For multi-user environments, consider:
- Running daemon as dedicated service user
- Setting appropriate file permissions on `.aiwg/daemon/`
- Using OS-level access controls for socket file
### Secrets in Automation
Avoid embedding secrets in automation rules. Use environment variables:
```json
{
"id": "notify-on-error",
"trigger": {"type": "event", "topic": "task:failed"},
"action": {
"type": "submit_task",
"prompt": "Send failure notification",
"env": {
"SLACK_WEBHOOK_URL": "${SLACK_WEBHOOK_URL}"
}
}
}
```
### Network Exposure
The daemon uses local Unix domain sockets by default (no network exposure). For remote access, use SSH tunneling:
```bash
# From remote machine
ssh -L /tmp/aiwg.sock:/path/to/project/.aiwg/daemon/daemon.sock user@host
# Use forwarded socket
export AIWG_DAEMON_SOCKET=/tmp/aiwg.sock
aiwg daemon status
```
## Cross-References
- [Messaging Guide](messaging-guide.md) — Platform integration
- [Ralph Guide](ralph-guide.md) — Iterative task loops via daemon
- `.aiwg/architecture/adrs/ADR-daemon-mode.md` — Architecture decision
- `.aiwg/architecture/adrs/ADR-ipc-protocol.md` — IPC protocol specification
- `tools/daemon/README.md` — Developer documentation
- `tools/daemon/daemon-main.mjs` — Daemon entry point source
- `tools/daemon/agent-supervisor.mjs` — Agent task execution
- `tools/daemon/automation-engine.mjs` — Rule processing
- `tools/daemon/ipc-server.mjs` — IPC server implementation
- `tools/daemon/ipc-client.mjs` — IPC client implementation
## Migration from Manual Workflows
### Before: Manual Testing
```bash
# Developer manually runs tests after changes
npm test
```
### After: Automated Testing
```json
{
"rules": [
{
"id": "auto-test",
"trigger": {"type": "file_change", "pattern": "src/**/*.ts"},
"condition": {"type": "debounce", "interval_ms": 5000},
"action": {"type": "submit_task", "prompt": "Run tests for changed files"}
}
]
}
```
Now tests run automatically after code changes stabilize.
### Before: Scheduled Tasks via Cron
```cron
0 9 * * * cd /path/to/project && npm run audit
```
### After: Daemon Scheduling
```json
{
"schedule": {
"enabled": true,
"jobs": [
{
"name": "daily-audit",
"cron": "0 9 * * *",
"action": "security-audit"
}
]
}
}
```
Scheduling is now project-aware and integrated with task management.
## Best Practices
1. **Start small** — Begin with file watching or scheduling, add automation rules incrementally
2. **Use meaningful rule IDs** — Makes debugging and logs clearer
3. **Set appropriate debounce intervals** — Balance responsiveness with noise reduction
4. **Monitor task queue depth** — Adjust `max_parallel_actions` if queue grows
5. **Review logs regularly** — Check `.aiwg/daemon/daemon.log` for issues
6. **Test automation rules** — Manually trigger events to verify behavior
7. **Document custom rules** — Add comments explaining business logic
8. **Version control daemon config** — Track `.aiwg/daemon.json` in git
9. **Set up log rotation** — Prevent disk space issues
10. **Use priorities wisely** — Reserve high priorities for truly urgent tasks
## FAQ
**Q: Can I run multiple daemons in different projects?**
Yes.

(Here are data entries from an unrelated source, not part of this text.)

PR #334, opened 2021-06-07
Release 1.5.0

akikoskinen:
### New:

- Require service connection while accessing/modifying Profiles in any way. This means that also when a user is requesting their own Profile into some service with the `myProfile` GraphQL query, there needs to be a service connection to that service.
- A service can be configured to behave as if every Profile has a service connection to it. This is called an _implicit connection_.
- Profiles can be searched (with the `profiles` GraphQL query) by verified personal information first and last names and national identification number
- Proper (and stricter) input validation in `createOrUpdateProfileWithVerifiedPersonalInformation` mutation.
- Audit event restructuring and improvements
- Updated dependencies.

### Deprecated/obsoleted:

- All `serviceType` GraphQL arguments are obsolete. They are still in the GraphQL schema, but they have no effect whatsoever.

### Removed:

- Rest of Youth membership code removed


klempine (approved):
LGTM

klempine (approved):
LGTM!

PR #341, opened 2021-06-30
Make verified personal information email obsolete

akikoskinen:
The `email` field is still in the GraphQL schema but it has no effect whatsoever. The column is removed from the database so no email data is stored any more.


tituomin (approved):
It's nice that you have deprecated this by the book, but since this hasn't been published anywhere outside our team yet, it might not be strictly necessary. But I guess / hope it would surface problematic clients of our own...

PR #342, opened 2021-08-02
Remove old authenticator

akikoskinen:
Removed the "old" system that was based on `django-heluser`'s [ApiTokenAuthentication](https://github.com/City-of-Helsinki/django-helusers/blob/master/helusers/_oidc_auth_impl.py#L18), which required the `drf-oidc-auth` library. The `drf-oidc-auth` dependency was removed as well. The first commit contains all this.

After removal of the old authenticator system, the `django-graphql-jwt` library wasn't used for much any more: only a few simple decorators were still used. Since that's not really a good reason to keep a full library as a dependency, implemented those decorators within the project code. The rest of the commits in this PR deal with this change.


open_city_profile/decorators.py
```diff
@@ -56,6 +56,10 @@ def permission_checker(context):
     return permission_checker
 
 
+"""Decorator for checking that the user is logged in"""
```
mikkokeskinen, line 69: It's not possible to add a docstring to a variable. Even if it was, it would have to come on the next line, not previous.

This and the next docstring should therefore be regular comments.

open_city_profile/decorators.py
```diff
@@ -19,23 +19,45 @@ def wrapper(*args, **kwargs):
     return decorator
 
 
-def login_and_service_required(function):
-    """Decorator for checking that the user is logged in and service is known"""
+def _build_decorator(*test_funcs):
+    def decorator(function):
+        @wraps(function)
+        @context_helper(function)
```
mikkokeskinen, line 25: Now that the context_helper is used only here, I would maybe consolidate it and _build_decorator. Could be more easy to follow the flow.

mikkokeskinen (commented):
Good that we can remove the other authenticator!

Added two minor comments.

open_city_profile/decorators.py
akikoskinen: Ah, silly me. Making the string as documentation for the decorator could still be useful. That can be achieved at least like this:

```python
login_required = _build_decorator(_require_authenticated)
login_required.__doc__ = "Decorator for checking that the user is logged in"
```

Does this look ok, or is there a better way?

open_city_profile/decorators.py
akikoskinen: Good point.

open_city_profile/decorators.py
mikkokeskinen: Yeah, that looks ok.

akikoskinen: I did a bigger change for this. I figured that in order for the decorators to be "good citizens", in addition to `__doc__`, they would also need to have correct `__name__` and `__qualname__`. This would have led to:

```python
login_required = _build_decorator(_require_authenticated)
login_required.__name__ = "login_required"
login_required.__qualname__ = "login_required"
login_required.__doc__ = "Decorator for checking that the user is logged in"
```

That's not that simple any more and the function name is repeated six times.

So these new decorators aren't built by assigning to a variable any more, but instead they are real functions introduced with `def`. There is a helper decorator that they use. A docstring within the function works as expected.

mikkokeskinen (approved):
👍

PR #344, opened 2021-08-04
Check sanitizer config in CI

akikoskinen:
As a step in CI builds, check that sanitizer configuration is up-to-date.


mikkokeskinen (approved):
Great addition!

PR #99, opened 2017-04-13
Update random passwords

drigodwin:
`Strings.makeRandomId` uses a insecure random so we shouldn't be using it for passwords, I've swapped it to `Identifiers.makeRandomPassword` which does use secure random.


bostko:
LGTM!

PR #104, opened 2017-04-27
Zookeeper now uses subnet for leadership election

Graeme-Miller:
Tested on: GCE, Softlayer, Azure


Graeme-Miller:
Also tested on openstack

Graeme-Miller:
And to complete the set, it has been tested on AWS

PR #106, opened 2017-05-10
Fix GeoDNS tests

drigodwin:
The GEODNS tests are currently failing:
```
 2017-05-10 03:59:21,695 ERROR Problem refreshing group membership: org.apache.brooklyn.util.exceptions.RuntimeInterruptedException: java.lang.InterruptedException
org.apache.brooklyn.util.exceptions.RuntimeInterruptedException: java.lang.InterruptedException
	at org.apache.brooklyn.util.exceptions.Exceptions.propagate(Exceptions.java:124) ~[brooklyn-utils-common-0.12.0-SNAPSHOT.jar:0.12.0-SNAPSHOT]
Caused by: java.lang.InterruptedException: null
	at java.util.concurrent.FutureTask.awaitDone(FutureTask.java:404) [na:1.8.0_121]
Tests run: 42, Failures: 1, Errors: 0, Skipped: 22, Time elapsed: 57.834 sec <<< FAILURE! - in TestSuite
tearDown(org.apache.brooklyn.entity.dns.AbstractGeoDnsServiceTest)  Time elapsed: 31.464 sec  <<< FAILURE!
org.testng.internal.thread.ThreadTimeoutException: Method org.apache.brooklyn.core.test.BrooklynMgmtUnitTestSupport.tearDown() didn't finish within the time-out 30000


Results :

Failed tests: 
  AbstractGeoDnsServiceTest>BrooklynMgmtUnitTestSupport.tearDown:58->BrooklynMgmtUnitTestSupport.destroyManagementContextSafely:71 » ThreadTimeout
```
This swaps them to integration tests.

PR #108, opened 2017-05-11
[WIP] Put back GeoDNS tests

drigodwin:
As @neykov noticed in #106, the failure of these tests could be down to a deadlock fixed in apache/brooklyn-server#671. This puts the tests back.


neykov:
Build is successful. Merging.
Thanks for the changes @drigodwin.

PR #118, opened 2017-06-19
Delete use of deprecated ApplicationBuilder (in tests)

aledsage:
Required updating lots of tests, often to extend `BrooklynAppLiveTestSupport` or `BrooklynAppUnitTestSupport`.

The integration and live tests changed here are used very rarely. It's worth a separate review to decide what we're going to do with them long-term!


ahgittin:
LGTM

Each project has its own daemon instance with separate state in `.aiwg/daemon/`.
**Q: Does the daemon survive system reboots?**
No. Use your OS service manager (systemd/launchd) to start the daemon automatically.

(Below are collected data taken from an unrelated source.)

PR #124, opened 2017-09-08
use external config provider for demo passwords

ahgittin:
follow-on from https://github.com/apache/brooklyn-server/pull/812

### DIFF
--- a/examples/simple-web-cluster/src/main/resources/visitors-creation-script.sql
+++ b/examples/simple-web-cluster/src/main/resources/visitors-creation-script.sql
@@ -19,17 +19,21 @@
 create database visitors;
 use visitors;
 
-# not necessary to create user if we grant (and not supported in some dialects)
-# create user 'brooklyn' identified by 'br00k11n';
 
-grant usage on *.* to 'brooklyn'@'%' identified by 'br00k11n';
-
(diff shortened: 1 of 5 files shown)


examples/simple-web-cluster/src/main/resources/visitors-creation-script.sql
```diff
@@ -19,18 +19,22 @@
...
-# not necessary to create user if we grant (and not supported in some dialects)
-# create user 'brooklyn' identified by 'br00k11n';
-
-grant usage on *.* to 'brooklyn'@'%' identified by 'br00k11n';
-
-# ''@localhost is sometimes set up, overriding brooklyn@'%', so do a second explicit grant
-grant usage on *.* to 'brooklyn'@'localhost' identified by 'br00k11n';
 
+# the below will create user (and note create user not supported in some dialects)
+grant usage on *.* to 'brooklyn'@'%' identified by '${config["creation.script.password"]}';
```
drigodwin: As I mentioned on the other PR, this is script is used quite a few different places [here](https://brooklyn.apache.org/v/latest/blueprints/multiple-services.html) for example. There should probably be a default so it doesn't break those places.

PR #125, opened 2017-09-13
Improve config and entity descriptions

aledsage:


aledsage:
Thanks @m4rkmckenna - merging now.

PR #138, opened 2017-11-06
add maven-bundle-plugin configuration to allow rebind 

robertgmoss:
(depends on brooklyn-server#873)


robertgmoss:
closing in favour of adding higher up the pom hierarchy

**Q: Can I submit tasks while the daemon is stopped?**
No. The daemon must be running to accept tasks. Start it with `aiwg daemon start`.
**Q: How do I upgrade the daemon after updating AIWG?**
Stop the daemon, update AIWG, restart the daemon:
```bash
aiwg daemon stop
npm update -g aiwg
aiwg daemon start
```
**Q: Can automation rules spawn other automation rules?**
Not directly, but tasks submitted by automation can emit events that trigger other rules.
**Q: What happens to running tasks when I stop the daemon?**
Running tasks receive SIGTERM and have 15 seconds to complete. After that, they're killed.
**Q: Can I pause the daemon without stopping it?**
Use automation disable to stop rule processing while keeping the daemon running:
```bash
aiwg automation disable
```
**Q: How do I debug automation rules?**
Check the daemon log for trigger/action events:
```bash
tail -f .aiwg/daemon/daemon.log | grep automation
```
**Q: Can I use the daemon without messaging platforms?**
Yes. Messaging integration is optional. The daemon provides file watching, scheduling, and task management independently.